Published in The Wall Street Journal, May 20, 2009
Republican congressional leaders are finally offering a clear alternative to the health-reform plans being developed by the White House and Democrats in Congress. The goals and the rhetoric of both sides are remarkably similar: cover the uninsured, allow people to keep the coverage they have, provide more choices of affordable health insurance, and rein in health costs. But their policy prescriptions are remarkably different.
Democrats are uniting around proposals to vastly expand federal regulation of health insurance, require everyone to have coverage, and compel employers to provide federally prescribed insurance or pay a new tax. A new Medicare-like insurance plan is still being debated, but even if it doesn't make the cut, Congress could regulate its way to a government-dominated market.
Four Republicans in Congress — Sens. Tom Coburn (Oklahoma) and Richard Burr (North Carolina) and Reps. Paul Ryan (Wisconsin) and Devin Nunes (California) — will today introduce a bill that moves away from federal centralization. Aptly called the Patients' Choice Act, it provides a path to universal coverage by redirecting current subsidies for health insurance to individuals. It also provides a new safety net that guarantees access to insurance for those with pre-existing conditions.
The nexus of their plan is redirecting the $300 billion annual tax subsidy for employment-based health insurance to individuals in the form of refundable, advanceable tax credits. Families would get $5,700 a year and individuals $2,300 to buy insurance and invest in Health Savings Accounts.
Low-income Americans would get a supplemental debit card of up to $5,000 to help them purchase insurance and pay out-of-pocket costs. They would have an incentive to spend wisely since up to one-fourth of any unspent money in the accounts could be rolled over to the next year. The combination of the refundable tax credit and debit card gives lower-income Americans a way out of the Medicaid ghetto so they can have the dignity of private insurance.
The great majority of Americans with job-based health insurance would see little more than a bookkeeping change with the Patients' Choice plan. But implicit in the policy is the acknowledgment that our system of tying health insurance to the workplace is not working for upwards of 45 million uninsured Americans.
That's a pivotal point in the fight over reform: Will the next health-reform bill lock in a system of job-based health insurance or allow more individual choice and portability to fit a 21st century work force?
Democrats are fretting over how to pay for their plans, which early estimates peg at $1.5 trillion or more over 10 years. Economists at a recent Senate Finance Committee roundtable unanimously supported limiting the virtually invisible $300 billion tax subsidy that workers receive when they get health insurance through their employers. Even Senate Finance Chairman Max Baucus (D., Mont.) said he feels like Willie Sutton: Congress must look at redirecting at least some of this huge subsidy because "that's where the money is."
This is the same proposal John McCain was criticized for during the 2008 presidential campaign. Television ads by the Obama campaign pounded him for "taxing your health insurance."

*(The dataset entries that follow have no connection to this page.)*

PR #514, opened 2022-09-23
Add broadcast post type and basic block

shadyvb:
Ref https://github.com/humanmade/product-dev/issues/1212


inc/blocks/broadcast/register.php
```diff
@@ -0,0 +1,110 @@
...
+			'window.Altis.Analytics.Broadcast.ManagerURL = "%s";',
+			'edit.php?post_type=broadcast'
+		),
+		'before'
+	);
+
+	wp_enqueue_style(
+		'altis-experiments-features-blocks-broadcast-style',
+		plugins_url( 'inc/blocks/broadcast/edit.css', Analytics\ROOT_FILE ),
+		[],
```
roborourke, line 71: is it dependent on the `wp-components` CSS?

inc/blocks/namespace.php
```diff
@@ -40,6 +41,10 @@ function setup() {
 		AB_Test_Variant\setup();
 		$using_blocks = true;
 	}
+	if ( Utils\is_feature_enabled( 'broadcast' ) ) {
+		Broadcast\setup();
+		$using_blocks = true;
```
roborourke, line 46: This variable should have perhaps been tailored to being about the requirement for the shim block - the shim block is only used for validating blocks that have conversion goals, e.g. checking for links / buttons etc... so I don't think you need it for the broadcast block.

inc/broadcast/namespace.php
```diff
@@ -0,0 +1,71 @@
+<?php
+namespace Altis\Analytics\Broadcast;
+
+use WP_Block_Editor_Context;
+use const Altis\Accelerate\PLUGIN_FILE;
```
roborourke, line 5: This puts a hard dependency on this plugin being part of the accelerate plugin. Can we avoid this?

package.json
```diff
@@ -75,5 +75,9 @@
     "webpack-dev-server": "^3.11.3",
     "webpack-manifest-plugin": "^2.2.0",
     "webpack-subresource-integrity": "^1.5.2"
+  },
+  "devDependencies": {
```
roborourke, line 79: This isn't a node project so these don't need to be dev dependencies.

roborourke (commented):
Looking good but I have a few questions and suggestions. One thing that does need to change is the dependency on the accelerate plugin_file constant.

inc/broadcast/namespace.php
shadyvb: Actually we don't use this anymore, so will remove.

shadyvb: We haven't really discussed where the menu item will be shown though, the icon is only needed if it'll be a top-level menu. Even then we can adjust the icon location to get rid of this const requirement.

inc/blocks/broadcast/edit.js
```diff
@@ -0,0 +1,230 @@
...
+		attributes,
+		setAttributes,
+	} = props;
+
+	const [ broadcast, _setBroadcast ] = useState( null );
+	const [ broadcasts, setBroadcasts ] = useState( [] );
+	const [ isFetching, setIsFetching ] = useState( false );
+	const [ searchKeyword, _setSearchKeyword ] = useState( '' );
+
+	const fetchBroadcasts = debouncePromise( function ( keyword, extraArgs ) {
```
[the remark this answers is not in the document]
shadyvb: I suppose not, was just copied from global-blocks before I moved everything within the analytics plugin. Will work on changing that 👍

inc/blocks/broadcast/edit.js
```diff
@@ -0,0 +1,230 @@
...
+			setSearchKeyword( '' );
+		}
+	}, [ broadcast ] );
+
+	return (
+		<Fragment>
+			<InspectorControls>
+				<div className="components-panel__body is-opened">
+					<Button
+						href={ window.Altis.Analytics.Broadcast.ManagerURL }
```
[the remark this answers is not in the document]
shadyvb: Added an icon for clarity.

inc/blocks/broadcast/edit.js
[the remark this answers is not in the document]
roborourke: Ah ok, just thinking they don’t actually need to be redeclared on render. Don’t worry about the WordPress data library stuff either for now, we can be pragmatic here

inc/blocks/broadcast/edit.js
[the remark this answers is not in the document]
roborourke: In accessibility terms an icon isn’t enough, think screen reader users. I believe if there are unsaved changes it will prompt you before navigating away anyway. Will have to see what it’s like to use I suppose

inc/broadcast/namespace.php
roborourke: What’s your feeling there? Next to global blocks?

Maybe we should have an Accelerate top level item with all features under it. Any thoughts on that @noeltock ?

inc/blocks/broadcast/edit.js
```diff
@@ -0,0 +1,228 @@
...
+		//  Input: " media "
+		keyword = keyword.trim();
+
+		_setSearchKeyword( keyword );
+	};
+
+	// Set the block clientId if none currently set.
+	useEffect( () => {
+		if ( ! attributes.clientId ) {
+			setAttributes( { clientId: uuid() } );
```
roborourke, line 101: Could look at the experience block example- blocks already have a UUID a level above the attributes so you can read from there instead of generating one. Not a blocker, just an alternative approach that means you don’t need the uuid library.

Also I learned recently browsers support this natively now: `window.crypto.randomUUID();`

https://developer.mozilla.org/en-US/docs/Web/API/Crypto/randomUUID

inc/blocks/broadcast/edit.js
```diff
@@ -0,0 +1,228 @@
...
+		}
+	}, [ attributes.clientId, setAttributes ] );
+
+	// Fetch the broadcast post if we have one selected already.
+	useEffect( () => {
+		const abortController = new AbortController();
+		if ( attributes.broadcast && ! broadcast?.id ) {
+			fetchBroadcast( attributes.broadcast, { signal: abortController.signal } ).then( setBroadcast );
```
roborourke, line 109: Do we need a `catch` here too?

inc/blocks/broadcast/register.php
```diff
@@ -0,0 +1,112 @@
...
+ */
+function render_block( array $attributes, ?string $inner_content = '' ) : string {
+	$client_id = $attributes['clientId'] ?? null;
+	$broadcast_id = $attributes['broadcast'] ?? null;
+	$class_name = $attributes['className'] ?? '';
+	$align = $attributes['align'] ?? 'none';
+
+	// Warn if a client ID is not set.
+	if ( ! $client_id ) {
+		trigger_error( 'Broadcast content blocks must have a client ID set to track impressions. Please re-save the post content to generate one.', E_USER_WARNING );
```
roborourke, line 96: This raises an interesting question actually - we can track by broadcast ID and don’t technically need a clientId for the block, but that would give use data granularity to each block showing the broadcast.

im not sure how useful that is given we can group views by URL etc too. Fine to leave it in but I wouldn’t say it’s really required. And if it’s not set for some reason and we fill in a random one here we wouldn’t be able to use that data for analytics anyway.

roborourke (approved):
I think this is fine to get things moving though I had a few more thoughts looking through it again today. Up to you if feel they’re worth implementing, functionality wise though this good stuff

inc/blocks/broadcast/edit.js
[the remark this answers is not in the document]
shadyvb: I also added a title, but perhaps I forgot to say I also added a title.

inc/blocks/broadcast/edit.js
shadyvb: Makes sense, each block does have a client-id already. Will remove the attribute then.

shadyvb: Hmmm, seems like the clientId isn't persistent between sessions, so will keep the attribute but use the client id to fill it in instead of generating one.

inc/blocks/broadcast/register.php
shadyvb: Will leave it for now, pehaps we'll want to consolidate how tracking is done to use client-id as with other blocks. We'll discuss in more details in the tracking ticket.

inc/blocks/broadcast/edit.js
shadyvb: Added one and some handling for when the post is not available anymore. I let the user clear the selection and choose another one.

PR #530, opened 2022-10-25
Accelerate admin menu

shadyvb:
image

Ref https://github.com/humanmade/altis-accelerate/issues/100


inc/admin/namespace.php
```diff
@@ -56,3 +65,39 @@ function render_page() : void {
...
+ * @return void
+ */
+function register_admin_menu() : void {
+	add_menu_page(
+		__( 'Altis Accelerate', 'altis' ),
+		__( 'Accelerate', 'altis' ),
+		current_user_can( 'edit_posts' ),
+		'accelerate',
+		'Altis\\Analytics\\Dashboard\\load_dashboard',
+		plugins_url( '../assets/altis-logo.png', __DIR__ ),
```
roborourke, line 81: Can we get an SVG instead? What are dimensions of the PNG image?

roborourke (changes requested):
The image is too small / low res, remember high DPI displays etc... Code I think is good otherwise.

inc/admin/namespace.php
shadyvb: @roborourke Not sure how to generate a colored SVG from this, unless you mean using the plain colorless version?

Couldn't glean how to deal with high DPI displays from the WP admin css or dashicons, would just providing a bigger PNG and scaling it down with CSS work ?

roborourke: Found in drive here, was a little tucked away https://drive.google.com/file/d/1J3zrNuNLEk7P-US8xQGks9NJUMWqlOI4/view?usp=sharing

Re. high DPI displays yes, provide a larger image and scale down with CSS, effectively what `srcset / sizes` does.

roborourke (approved):

PR #531, opened 2022-10-27
Load images when Gaussholder is active.

robindevitt:
Related issue - https://github.com/humanmade/product-dev/issues/1246
Gaussholder functionality was added in - https://github.com/humanmade/Gaussholder/pull/71

This PR introduces the fix for when Gaussholder is active and the images don't load in Experience Blocks as well as when previewing a page.

#### Video showing the issue resolved

https://user-images.githubusercontent.com/16571365/198225048-2803259f-2166-4cca-b9e5-ac4c7fc8e711.mov

### DIFF
--- a/src/ab-test-preview.js
+++ b/src/ab-test-preview.js
@@ -55,6 +55,11 @@ function createTabbedPreviews() {
 
 				// append the data
 				tabContent.appendChild( variant );
+
+				// Ensure images are loaded with GaussHolder if available.
+				if ( window.GaussHolder ) {
+					window.GaussHolder();
+				}
 			} );
 
 			// append the created tab
--- a/src/ab-test-preview.js
+++ b/src/ab-test-preview.js
@@ -57,7 +57,12 @@ function createTabbedPreviews() {
 				tabContent.appendChild( variant );
 
 				// Dispatch the altisBlockContentChanged event.
-				window.dispatchEvent( new Event( 'altisBlockContentChanged' ) );
+				window.dispatchEvent( new CustomEvent( 'altisBlockContentChanged', {
+					detail: {
+						target: xb,
+						preview: true,
+					},
+				} ) );
 			} );
 
 			// append the created tab
--- a/src/ab-test-preview.js
+++ b/src/ab-test-preview.js
@@ -56,10 +56,8 @@ function createTabbedPreviews() {
 				// append the data
 				tabContent.appendChild( variant );
 
-				// Ensure images are loaded with GaussHolder if available.
-				if ( window.GaussHolder ) {
-					window.GaussHolder();
-				}
+				// Dispatch the altisBlockContentChanged event.
+				window.dispatchEvent( new Event( 'altisBlockContentChanged' ) );
 			} );
 
 			// append the created tab
--- a/src/audiences/preview/components/Selector.js
+++ b/src/audiences/preview/components/Selector.js
@@ -52,6 +52,11 @@ export default function Selector() {
 			setSelected( nextSelected );
 			Altis.Analytics.overrideAudiences( nextSelected );
 		}
+
+		// Ensure images are loaded with GaussHolder if available.
+		if ( window.GaussHolder ) {
+			window.GaussHolder();
+		}
 	};
 	/**
 	 * Prevent link default on click.
--- a/src/audiences/preview/components/Selector.js
+++ b/src/audiences/preview/components/Selector.js
@@ -52,11 +52,6 @@ export default function Selector() {
 			setSelected( nextSelected );
 			Altis.Analytics.overrideAudiences( nextSelected );
 		}
-
-		// Ensure images are loaded with GaussHolder if available.
-		if ( window.GaussHolder ) {
-			window.GaussHolder();
-		}
 	};
 	/**
 	 * Prevent link default on click.
--- a/src/experiments.js
+++ b/src/experiments.js
@@ -261,6 +261,9 @@ class ABTestBlock extends Test {
 		this.innerHTML = '';
 		this.appendChild( experience );
 
+		// Dispatch the altisblockcontentchanged event.
+		window.dispatchEvent( new Event( 'altisBlockContentChanged' ) );
+
 		// If variant ID is false then this viewer is not part of the test so don't log events.
 		if ( variantId === false ) {
 			return;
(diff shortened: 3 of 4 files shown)


shadyvb (approved):

shadyvb:
Also copied the same to Broadcast preview currently in the works 👍

shadyvb:
@robindevitt can you update the preview script here as well: https://github.com/humanmade/aws-analytics/blob/638c72f8beba7f28e55d07759aa698feff19020c/src/preview/altis-xb-preview.js#L62 , should be relatively the same as the `ab-test-preview.js` file.

robindevitt:
@shadyvb I have pushed up the suggestion 👍🏼 

I'm unsure if I should backport this too?

shadyvb:
@robindevitt I think the changes need to be backported, but not the one I suggested since it doesn't exist in previous versions yet, so might need to manually backport it to work.

src/audiences/preview/components/Selector.js
```diff
@@ -52,6 +52,11 @@ export default function Selector() {
 			setSelected( nextSelected );
 			Altis.Analytics.overrideAudiences( nextSelected );
 		}
+
+		// Ensure images are loaded with GaussHolder if available.
+		if ( window.GaussHolder ) {
+			window.GaussHolder();
+		}
```
roborourke, line 59: This code should be in the XBs themselves, triggered whenever the content is set / changed. You may still find race conditions without that specific coupling of the event order.

roborourke (changes requested):
I would take a different approach - GaussHolder may not be the only script someone may want to re-run when an XB changes its content. The problem can be solved here more generally rather than tying it specifically to GaussHolder.

We should dispatch a custom event instead on the window, similar to what you doing originally in the GaussHolder PR, e.g. `altisblockcontentchanged`.

Other code can then hook in e.g. 

```js
window.addEventListener( 'altisblockcontentchanged', function () {
    if ( window.GuassHolder ) {
        GaussHolder();
    }
} )
```

src/experiments.js
```diff
@@ -595,6 +595,9 @@ class PersonalizationBlock extends HTMLElement {
 				},
 			}, false );
 		} );
+
+		// Dispatch the altisBlockContentChanged event.
+		window.dispatchEvent( new Event( 'altisBlockContentChanged' ) );
```
roborourke, line 600: I think this is needed for the AB test block too?

robindevitt: Will have a look, this is currently in place for when previewing the page and toggling the tabs.

src/experiments.js
```diff
@@ -341,6 +341,9 @@ class ABTestBlock extends Test {
 				},
 			}, false );
 		} );
+
+		// Dispatch the altisblockcontentchanged event.
+		window.dispatchEvent( new Event( 'altisBlockContentChanged' ) );
```
roborourke, line 346: This is coming after quite a few return statements in the function, the content is changed further when `innerHTML` is set to empty and the template is appended as a child node. This means currently the block content could change but this event would not be dispatched.

src/experiments.js
roborourke: Still need to move this one :)

robindevitt: Sneaky! Got it moved accordingly now.

src/ab-test-preview.js
```diff
@@ -55,6 +55,9 @@ function createTabbedPreviews() {
 
 				// append the data
 				tabContent.appendChild( variant );
+
+				// Dispatch the altisBlockContentChanged event.
+				window.dispatchEvent( new Event( 'altisBlockContentChanged' ) );
```
roborourke, line 60:
```suggestion
				window.dispatchEvent( new CustomEvent( 'altisBlockContentChanged', {
					detail: {
						target: xb,
						preview: true,
					},
				} ) );
```

src/preview/altis-xb-preview.js
```diff
@@ -60,6 +60,9 @@ function createTabbedPreviews() {
 
 			// append the created tab
 			tabContainer.appendChild( tab );
+
+			// Dispatch the altisblockcontentchanged event.
+			window.dispatchEvent( new Event( 'altisBlockContentChanged' ) );
```
roborourke, line 65:
```suggestion
			window.dispatchEvent( new CustomEvent( 'altisBlockContentChanged', {
				detail: {
					target: xb,
					preview: true,
				},
			} ) );
```

src/experiments.js
```diff
@@ -261,6 +261,9 @@ class ABTestBlock extends Test {
 		this.innerHTML = '';
 		this.appendChild( experience );
 
+		// Dispatch the altisblockcontentchanged event.
+		window.dispatchEvent( new Event( 'altisBlockContentChanged' ) );
```
roborourke, line 265:
```suggestion
		window.dispatchEvent( new CustomEvent( 'altisBlockContentChanged', {
			detail: {
				target: this,
			},
		} ) );
```

src/experiments.js
```diff
@@ -530,6 +533,9 @@ class PersonalizationBlock extends HTMLElement {
 		this.innerHTML = '';
 		this.appendChild( experience );
 
+		// Dispatch the altisBlockContentChanged event.
+		window.dispatchEvent( new Event( 'altisBlockContentChanged' ) );
```
roborourke, line 537:
```suggestion
		window.dispatchEvent( new CustomEvent( 'altisBlockContentChanged', {
			detail: {
				target: this,
			},
		} ) );
```

roborourke (approved):
I was refreshing my memory just now on `Event()` and `CustomEvent()` and I believe it may be beneficial to provide some context with this event - this is a fine solution now and will do what we need but we can anticipate and support more fine grained integrations by providing some context with the events.

If we change to using `CustomEvent` and provide the current element as a `target` property people can scope their integrations per block if desired. I've added inline suggestions to apply, then we're good to merge.

Further reading on `CustomEvent` here https://developer.mozilla.org/en-US/docs/Web/API/CustomEvent/CustomEvent

roborourke:
@robindevitt thanks, good to merge and backport now.

The automated backport will fail but you can use it to get instructions for the manual process. If you make the manual backport PR against the latest release branch then you can add the additional backport labels to that manual PR. "Backporting the backport" essentially!

robindevitt:
@roborourke I added the labels and the backports have indeed failed and looking pretty messy to try and resolve. any tips of reverting to go with manual backport?

roborourke:
I'm not sure I follow? There's nothing to revert. Sometimes a backport isn't straightforward but it should be possible to work out, in this instance I think it's just one of the preview files that doesn't exist in the v4-6 branch? Or are there more issues than that?

If you start with a manual backport to the v4-6-branch then the resulting PR can be backported automatically rather than this one.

Employers worry that their contributions toward their workers' health insurance premiums no longer would be recognized as legitimate business expenses. The Republican alternative doesn't touch that. Whether companies offer their workers compensation in the form of health insurance or cash wages, they still can deduct the full cost.
While many Americans are fed up with private insurance, opinion polls consistently show a majority think government-controlled health care would be worse. There are problems in the private insurance market, and the Republican plan takes steps that can help.
States could provide one-stop insurance shopping through new Health Care Exchanges rather than giving the federal government control, as most Democratic plans would do. And it frees up Medicaid money and provides added resources to the states to target additional help to those with disabilities and low incomes. It also calls for auto-enrollment to expand insurance coverage: People will have many options and opportunities to select insurance, but if they don't make an active choice they can be automatically enrolled in private policies financed by the tax credit.
Who will control the system? Doctors and patients, or politicians and regulators? That's the crux of this year's health-care debate. The Republican proposal makes the choice clear.
Ms. Turner is president of the Galen Institute. Mr. Antos is a scholar at the American Enterprise Institute.